Corria o ano de 1872 e o rico empresário, filho de um militar argentino, decidiu comprar alguns terrenos pertencentes à propriedade de Juana Varela, constituída por quintas e vinhedos que ali existiam desde 1793. Luis Pereira necessitava de uma grande mansão, já que o seu casamento com Carolina Íñiguez Vicuña revelava-se ser profícuo, com o nascimento de 10 filhos.
Foi nesse terreno que o advogado Pereira decidiu construir a sua casa familiar, tendo, para o efeito, encomendado ao arquitecto francês Lucien Hénault (1823-1908) a realização do projecto. O palácio Pereira, acabaria por ser a última obra do arquitecto francês, que esteve anos radicado no Chile antes de regressar ao seu país natal.

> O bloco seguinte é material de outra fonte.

PR #718, opened 2020-05-18
Drop index suffix for non-HA etcd

tfussell:
After a little discussion, @calvix and I decided to drop the index suffix from the etcd node name for single master clusters. `etcd1` becomes `etcd`. This helps us with backwards compatibility in other operators where we currently create DNS records like `etcd.<domain>`.

## Checklist

### DIFF
--- a/pkg/template/cloudconfig.go
+++ b/pkg/template/cloudconfig.go
@@ -59,21 +59,21 @@ func NewCloudConfig(config CloudConfigConfig) (*CloudConfig, error) {
 	if config.Template == "" {
 		return nil, microerror.Maskf(invalidConfigError, "config.Template must not be empty")
 	}
+
 	if config.Params.Etcd.NodeName == "" {
 		if config.Params.Etcd.HighAvailability {
+			// We can't guess the node name in this case so must return an error
 			return nil, microerror.Maskf(invalidConfigError,
 				"config.%T must be specified for HA etcd",
 				config.Params.Etcd.NodeName)
 		}
-		config.Params.Etcd.NodeName = nodeName(1)
+		config.Params.Etcd.NodeName = etcdNodeName(1, 1)
 	}
+
 	if config.Params.Etcd.InitialCluster == "" {
-		etcdClusterSize := 1
-		if config.Params.Etcd.HighAvailability {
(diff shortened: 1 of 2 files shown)


kopiczko:
Will it be possible to go from ha to non ha and does it have impact?

tfussell:
> Will it be possible to go from ha to non ha and does it have impact?

Only non-HA to HA will be supported. I asked @calvix about upgrades and we decided that calling the single non-HA etcd node `etcd` (this PR) would be good and that we should number nodes starting from 1 (e.g. `etcd1,etcd2,etcd3`) and the rest will be figured out later.

calvix:
migration from HA to non-HA wont be supported as etcd migration from multi cluster to single is not recommended operation with big posbility to corruption.

pkg/template/cloudconfig.go
```diff
@@ -135,15 +135,26 @@ func (c *CloudConfig) String() string {
 	return c.config
 }
 
-func nodeName(index int) string {
-	return fmt.Sprintf("etcd%d", index)
+func etcdClusterSize(highAvailability bool) int {
+	if highAvailability {
+		return 3
```
MarcelMue, line 140: I think it's a bad idea in the long run to hardcode this here. Fine for now.

calvix:
@tfussell Any mroe changes you want to do or can we merge now?

MarcelMue:
I believe this will be merged today - couldn't do it yesterday because of quay. We can merge already here if needed @calvix - Thomas should be online in 2 or 3 hours.

calvix:
End of today is fine :)

pkg/template/cloudconfig.go
tfussell: I agree. Might want 5 or 7 in the future. I guess we could pass this in as a parameter rather than the boolean `HighAvailability`. We'll work it out as we go.

tfussell:
Testing this now.

tfussell:
Cluster creation with this change worked fine. I am not able to test cluster upgrades on KVM currently. @calvix I will go ahead and merge to unblock your work, but please check upgrades (non-HA to non-HA and non-HA to HA) before releasing in an operator.

PR #722, opened 2020-05-22
dont-delete-master-nodes-on-HA

calvix:
This old part of code is removing the other master nodes in case of node reboot. We don't need it for HA masters and AWS cloud provider should anyway clean old non-existing nodes.

## Checklist

### DIFF
--- a/files/conf/k8s-addons
+++ b/files/conf/k8s-addons
@@ -40,6 +40,7 @@ do
     done
 done
 
+{{- if not .Etcd.HighAvailability }}
 # check for other master and remove it
 THIS_MACHINE=$HOSTNAME
 for master in $(kubectl get nodes --no-headers=true --selector role=master | awk '{print $1}')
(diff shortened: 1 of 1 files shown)


kopiczko:
> for HA masters and AWS cloud provider should anyway clean old non-existing nodes.

Because ASG?

calvix:
> Because ASG? No, that's general cloud provider function, it check api for nodes and if hte  node does not exists in AWS node anymore it will remove it, it does not matter if its instance from ASG or not

kopiczko:
> > Because ASG?
> 
> No, that's general cloud provider function, it check api for nodes and if the node does not exist in AWS node anymore it will remove it, it does not matter if its instance from ASG or not

Why it doesn't work that way for a single master?

calvix:
> Why it doesn't work that way for a single master?

I does, I think this was more for KVM or other providers than AWS

calvix:
tested bot HA and non ha cluster, looks fine

PR #725, opened 2020-05-26
Fix regression in kubelet installation systemd unit

tfussell:
This library now checks the passed in kubernetes version to determine which binaries should be copied out of the `hyperkube` image in the `k8s-extract` service. When I set this to 1.17, this led previously-working operators to stop working when upgrading to k8scloudconfig v6.2.0+ because it wasn't necessary to pass in kubernetes version. To get the 1.17 compatibility, the version needs to be passed in (implemented in AWS and KVM already).

## Checklist

### DIFF
--- a/CHANGELOG.md
+++ b/CHANGELOG.md
@@ -11,6 +11,10 @@ version directory, and  then changes are introduced.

Luis Pereira Cotapos desfrutou de sua mansão durante vários anos com a sua mulher e os seus 10 filhos e aí veio a falecer, aos 74 anos, em 1909. A viúva, Carolina Iñiguez Vicuña, manteve o palácio no património da família até 1932, ano em que viria a falecer.
Nesse ano, o imóvel foi vendido pelos seus descendentes ao Arcebispado de Santiago, vindo, anos mais tarde, a acolher a sede da Caixa Económica dos Empregados Públicos entre 1940 e 1950. Quando foi arrendado ao Ministério da Instrução Pública, tempos depois, começou a deteriorar-se quando a Escola Secundária nº 3 para Meninas aí foi instalada, entre 1950 e 1968.
Em 1969, o Centro Científico Humanístico Santiago Centro, também conhecido por Liceo 26, passou a ocupar o palácio. Mas, o terramoto de 7 de Julho de 1971 viria a causar-lhe graves danos, o que levou ao seu despejo, pelo governo socialista do Presidente Salvador Allende que, em Outubro de 1972, através do Ministério da Educação utilizou o imóvel para abrigar várias organizações estudantis.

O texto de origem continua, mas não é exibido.